After ever 4-6 smokes I do a vodka cleaning into the shank and in the stem.


----------



## Hermit (Aug 5, 2008)

After every bowl, a scruffy then a fluffy.
I'll clean the shank with alcohol 
when I think it needs it.


----------



## Jack Straw (Nov 20, 2008)

I run a pipe cleaner through the pipe, and do not take it apart or do anything further for quite a while until one day I realize the pipe tastes terrible, at which point I ream, scrub with alcohol soaked pipe cleaner, and do a quick cotton ball/alcohol treatment.


----------



## Davetopay (Jan 19, 2008)

Jack Straw said:


> I run a pipe cleaner through the pipe, and do not take it apart or do anything further for quite a while until one day I realize the pipe tastes terrible, at which point I ream, scrub with alcohol soaked pipe cleaner, and do a quick cotton ball/alcohol treatment.


Something like this. I tend not to mess with them beyond swabbing them down unless they get funky.


----------



## tobacmon (May 17, 2007)

New to the pipe and the one I have is a cheaper pipe with a Spade on the stem and is a bent stem making it harder to clean with a pipe cleaner. Any suggestions other than another pipe for now to clean it thoroughly?

Thanks for the Thread and for a new hobby I'm enjoying after each and every bowl.


----------



## paracite (Jan 8, 2010)

tobacmon said:


> New to the pipe and the one I have is a cheaper pipe with a Spade on the stem and is a bent stem making it harder to clean with a pipe cleaner. Any suggestions other than another pipe for now to clean it thoroughly?
> 
> Thanks for the Thread and for a new hobby I'm enjoying after each and every bowl.


My guess it's a Grabow?

It sort of takes practice, pipe cleaners usually can slide through, but I often find that my pipe cleaner scratches the inside of my stem.
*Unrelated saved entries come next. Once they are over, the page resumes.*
PR #10828, opened 2025-09-04
Cleanup CPlayers + Fix #10717

SollyBunny:
Yeah... it's alot

Most of it is untangling the spaghetti

## Checklist

- [x] Tested the change ingame
- [ ] Provided screenshots if it is a visual change
- [ ] Tested in combination with possibly related configuration options
- [ ] Written a unit test (especially base/) or added coverage to integration test
- [ ] Considered possible null pointers and out of bounds array indexing
- [ ] Changed no physics that affect existing maps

Are there other pipe cleaners that are suggested for bent stems? I noticed the ends of my BJ Long pipe cleaners are pretty sharp (scratching/getting stuck in my bent stem).


----------



## Uelrindru (Mar 16, 2010)

A lot of times the ends of the pipe cleaners will slightly bend before you get them so straighten then a bit and then make sure the bend is facing the direction of the bend of your pipe when you insert it. 
I run a pipe cleaner through it until they come out clean after every smoke. Occasionally I'll run a shank brush through the shank about once a month. Haven't had to do anything more than that yet but then again I'm only just starting out.


----------



## commonsenseman (Apr 18, 2008)

tobacmon said:


> New to the pipe and the one I have is a cheaper pipe with a Spade on the stem and is a bent stem making it harder to clean with a pipe cleaner. Any suggestions other than another pipe for now to clean it thoroughly?
> 
> Thanks for the Thread and for a new hobby I'm enjoying after each and every bowl.





paracite said:


> My guess it's a Grabow?
> 
> It sort of takes practice, pipe cleaners usually can slide through, but I often find that my pipe cleaner scratches the inside of my stem.
> 
> Are there other pipe cleaners that are suggested for bent stems? I noticed the ends of my BJ Long pipe cleaners are pretty sharp (scratching/getting stuck in my bent stem).





Uelrindru said:


> A lot of times the ends of the pipe cleaners will slightly bend before you get them so straighten then a bit and then make sure the bend is facing the direction of the bend of your pipe when you insert it.
> I run a pipe cleaner through it until they come out clean after every smoke. Occasionally I'll run a shank brush through the shank about once a month. Haven't had to do anything more than that yet but then again I'm only just starting out.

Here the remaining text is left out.